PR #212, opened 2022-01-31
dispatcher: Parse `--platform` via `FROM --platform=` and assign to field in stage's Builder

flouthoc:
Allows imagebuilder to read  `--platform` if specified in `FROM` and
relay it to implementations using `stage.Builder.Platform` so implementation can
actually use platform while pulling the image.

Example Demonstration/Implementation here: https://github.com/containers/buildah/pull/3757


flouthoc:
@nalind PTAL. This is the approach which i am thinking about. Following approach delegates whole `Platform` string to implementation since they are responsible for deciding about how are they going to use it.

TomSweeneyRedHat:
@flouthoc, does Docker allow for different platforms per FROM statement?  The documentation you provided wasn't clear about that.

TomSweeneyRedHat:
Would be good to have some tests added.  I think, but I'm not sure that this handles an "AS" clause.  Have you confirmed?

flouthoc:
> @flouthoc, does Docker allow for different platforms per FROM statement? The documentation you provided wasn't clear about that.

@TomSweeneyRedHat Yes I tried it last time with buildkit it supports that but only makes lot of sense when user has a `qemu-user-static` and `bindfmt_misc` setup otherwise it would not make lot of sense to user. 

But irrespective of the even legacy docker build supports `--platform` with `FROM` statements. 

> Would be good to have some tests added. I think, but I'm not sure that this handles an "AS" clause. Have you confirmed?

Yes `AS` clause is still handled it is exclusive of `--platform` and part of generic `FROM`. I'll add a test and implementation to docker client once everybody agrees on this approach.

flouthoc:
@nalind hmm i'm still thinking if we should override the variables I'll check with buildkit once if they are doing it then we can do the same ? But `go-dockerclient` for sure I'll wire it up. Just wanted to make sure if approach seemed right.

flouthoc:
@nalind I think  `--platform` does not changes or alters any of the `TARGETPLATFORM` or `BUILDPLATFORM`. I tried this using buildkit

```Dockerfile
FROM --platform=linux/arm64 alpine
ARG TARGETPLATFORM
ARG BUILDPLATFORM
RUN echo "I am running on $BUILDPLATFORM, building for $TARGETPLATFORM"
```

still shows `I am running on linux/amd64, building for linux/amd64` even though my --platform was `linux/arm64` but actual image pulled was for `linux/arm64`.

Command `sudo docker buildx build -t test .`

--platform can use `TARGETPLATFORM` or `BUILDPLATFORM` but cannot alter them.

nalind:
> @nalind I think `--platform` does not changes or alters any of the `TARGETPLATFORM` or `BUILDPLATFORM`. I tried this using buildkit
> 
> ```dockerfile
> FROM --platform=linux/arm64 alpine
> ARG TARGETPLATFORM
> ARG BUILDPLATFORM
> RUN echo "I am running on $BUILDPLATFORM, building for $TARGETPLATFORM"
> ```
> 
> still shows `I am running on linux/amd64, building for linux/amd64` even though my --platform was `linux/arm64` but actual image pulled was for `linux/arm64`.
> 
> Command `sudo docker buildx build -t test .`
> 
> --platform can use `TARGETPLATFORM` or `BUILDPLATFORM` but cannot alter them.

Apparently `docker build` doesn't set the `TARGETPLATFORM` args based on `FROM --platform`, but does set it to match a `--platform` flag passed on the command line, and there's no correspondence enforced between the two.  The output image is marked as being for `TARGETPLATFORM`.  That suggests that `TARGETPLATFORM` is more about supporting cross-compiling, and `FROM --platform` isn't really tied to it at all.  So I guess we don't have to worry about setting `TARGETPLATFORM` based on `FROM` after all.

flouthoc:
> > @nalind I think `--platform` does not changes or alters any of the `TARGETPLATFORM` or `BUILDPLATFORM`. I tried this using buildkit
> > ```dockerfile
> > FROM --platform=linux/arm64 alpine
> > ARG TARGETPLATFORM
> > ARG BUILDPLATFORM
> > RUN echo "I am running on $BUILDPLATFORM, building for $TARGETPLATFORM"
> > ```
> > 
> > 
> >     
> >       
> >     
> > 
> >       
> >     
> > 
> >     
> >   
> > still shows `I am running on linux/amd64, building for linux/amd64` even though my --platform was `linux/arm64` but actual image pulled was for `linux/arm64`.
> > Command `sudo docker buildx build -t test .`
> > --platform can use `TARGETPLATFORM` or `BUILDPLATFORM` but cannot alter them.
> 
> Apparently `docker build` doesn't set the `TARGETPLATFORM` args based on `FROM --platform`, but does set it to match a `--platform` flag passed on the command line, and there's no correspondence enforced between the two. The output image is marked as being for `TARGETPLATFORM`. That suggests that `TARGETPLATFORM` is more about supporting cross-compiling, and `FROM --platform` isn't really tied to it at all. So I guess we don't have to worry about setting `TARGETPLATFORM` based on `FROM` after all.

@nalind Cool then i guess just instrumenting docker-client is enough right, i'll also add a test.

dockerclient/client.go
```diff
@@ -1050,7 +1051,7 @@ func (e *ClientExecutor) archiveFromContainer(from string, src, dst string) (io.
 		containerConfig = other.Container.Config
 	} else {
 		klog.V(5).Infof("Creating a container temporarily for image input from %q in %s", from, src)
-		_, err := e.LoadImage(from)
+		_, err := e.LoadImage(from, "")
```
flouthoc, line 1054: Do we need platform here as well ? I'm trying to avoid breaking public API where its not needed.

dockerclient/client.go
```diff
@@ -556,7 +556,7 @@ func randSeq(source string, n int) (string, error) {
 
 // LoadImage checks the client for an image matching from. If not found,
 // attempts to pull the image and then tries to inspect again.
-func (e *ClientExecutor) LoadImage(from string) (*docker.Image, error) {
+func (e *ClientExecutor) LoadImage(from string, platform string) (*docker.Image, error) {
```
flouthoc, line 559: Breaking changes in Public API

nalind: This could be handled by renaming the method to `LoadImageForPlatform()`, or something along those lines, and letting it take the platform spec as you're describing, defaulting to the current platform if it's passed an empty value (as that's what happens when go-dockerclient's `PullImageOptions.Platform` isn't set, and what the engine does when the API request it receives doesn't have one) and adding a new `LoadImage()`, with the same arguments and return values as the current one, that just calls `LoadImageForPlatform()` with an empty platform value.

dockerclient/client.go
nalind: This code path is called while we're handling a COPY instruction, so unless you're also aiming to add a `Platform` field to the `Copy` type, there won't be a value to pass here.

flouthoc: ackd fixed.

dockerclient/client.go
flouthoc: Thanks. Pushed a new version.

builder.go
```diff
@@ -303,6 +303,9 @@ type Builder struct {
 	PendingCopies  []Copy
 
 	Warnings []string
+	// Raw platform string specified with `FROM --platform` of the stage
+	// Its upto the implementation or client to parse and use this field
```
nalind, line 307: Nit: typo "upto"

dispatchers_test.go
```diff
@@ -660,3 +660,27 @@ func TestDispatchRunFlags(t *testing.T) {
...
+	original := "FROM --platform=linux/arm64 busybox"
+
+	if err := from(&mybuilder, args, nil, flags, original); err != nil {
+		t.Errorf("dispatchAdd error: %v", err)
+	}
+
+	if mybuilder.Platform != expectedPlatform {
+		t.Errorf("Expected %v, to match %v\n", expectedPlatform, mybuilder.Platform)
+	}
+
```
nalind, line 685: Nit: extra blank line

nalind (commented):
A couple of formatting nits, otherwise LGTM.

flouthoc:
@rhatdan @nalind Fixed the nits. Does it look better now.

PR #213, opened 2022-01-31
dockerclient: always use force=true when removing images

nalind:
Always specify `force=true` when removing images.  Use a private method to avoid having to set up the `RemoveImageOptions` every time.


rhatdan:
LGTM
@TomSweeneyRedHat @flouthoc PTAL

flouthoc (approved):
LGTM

= = =

WORK INSTRUCTION: Wherever a line in the records contains the word "buildx", copy that line.

TASK RESULT:
Command `sudo docker buildx build -t test .`
> Command `sudo docker buildx build -t test .`
> > Command `sudo docker buildx build -t test .`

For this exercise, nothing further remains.